TASK GOAL: Transcribe each line of the material with no alterations.

======== THE INPUT

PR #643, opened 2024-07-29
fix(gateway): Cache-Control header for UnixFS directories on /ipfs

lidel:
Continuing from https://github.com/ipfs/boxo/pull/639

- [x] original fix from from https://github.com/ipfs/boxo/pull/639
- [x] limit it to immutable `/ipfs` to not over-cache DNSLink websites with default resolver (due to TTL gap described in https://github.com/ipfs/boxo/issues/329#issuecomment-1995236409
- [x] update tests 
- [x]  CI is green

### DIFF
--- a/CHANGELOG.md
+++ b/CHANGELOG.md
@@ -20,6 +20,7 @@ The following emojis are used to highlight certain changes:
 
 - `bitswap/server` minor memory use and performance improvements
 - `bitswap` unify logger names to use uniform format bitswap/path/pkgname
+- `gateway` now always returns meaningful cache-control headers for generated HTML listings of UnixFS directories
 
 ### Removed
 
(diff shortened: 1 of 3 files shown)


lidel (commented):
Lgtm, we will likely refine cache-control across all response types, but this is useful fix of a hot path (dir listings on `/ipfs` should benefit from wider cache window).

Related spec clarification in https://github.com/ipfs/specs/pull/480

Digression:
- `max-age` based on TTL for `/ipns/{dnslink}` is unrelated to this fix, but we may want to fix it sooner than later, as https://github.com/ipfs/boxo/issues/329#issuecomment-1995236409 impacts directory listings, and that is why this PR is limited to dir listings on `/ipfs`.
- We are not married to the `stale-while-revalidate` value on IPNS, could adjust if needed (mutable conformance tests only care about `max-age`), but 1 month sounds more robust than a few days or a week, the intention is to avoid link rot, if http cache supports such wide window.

================

EXERCISE RESPONSE:
PR #643, opened 2024-07-29
fix(gateway): Cache-Control header for UnixFS directories on /ipfs

lidel:
Continuing from https://github.com/ipfs/boxo/pull/639

- [x] original fix from from https://github.com/ipfs/boxo/pull/639
- [x] limit it to immutable `/ipfs` to not over-cache DNSLink websites with default resolver (due to TTL gap described in https://github.com/ipfs/boxo/issues/329#issuecomment-1995236409
- [x] update tests 
- [x]  CI is green

### DIFF
--- a/CHANGELOG.md
+++ b/CHANGELOG.md
@@ -20,6 +20,7 @@ The following emojis are used to highlight certain changes:
 
 - `bitswap/server` minor memory use and performance improvements
 - `bitswap` unify logger names to use uniform format bitswap/path/pkgname
+- `gateway` now always returns meaningful cache-control headers for generated HTML listings of UnixFS directories
 
 ### Removed
 
(diff shortened: 1 of 3 files shown)


lidel (commented):
Lgtm, we will likely refine cache-control across all response types, but this is useful fix of a hot path (dir listings on `/ipfs` should benefit from wider cache window).

Related spec clarification in https://github.com/ipfs/specs/pull/480

Digression:
- `max-age` based on TTL for `/ipns/{dnslink}` is unrelated to this fix, but we may want to fix it sooner than later, as https://github.com/ipfs/boxo/issues/329#issuecomment-1995236409 impacts directory listings, and that is why this PR is limited to dir listings on `/ipfs`.
- We are not married to the `stale-while-revalidate` value on IPNS, could adjust if needed (mutable conformance tests only care about `max-age`), but 1 month sounds more robust than a few days or a week, the intention is to avoid link rot, if http cache supports such wide window.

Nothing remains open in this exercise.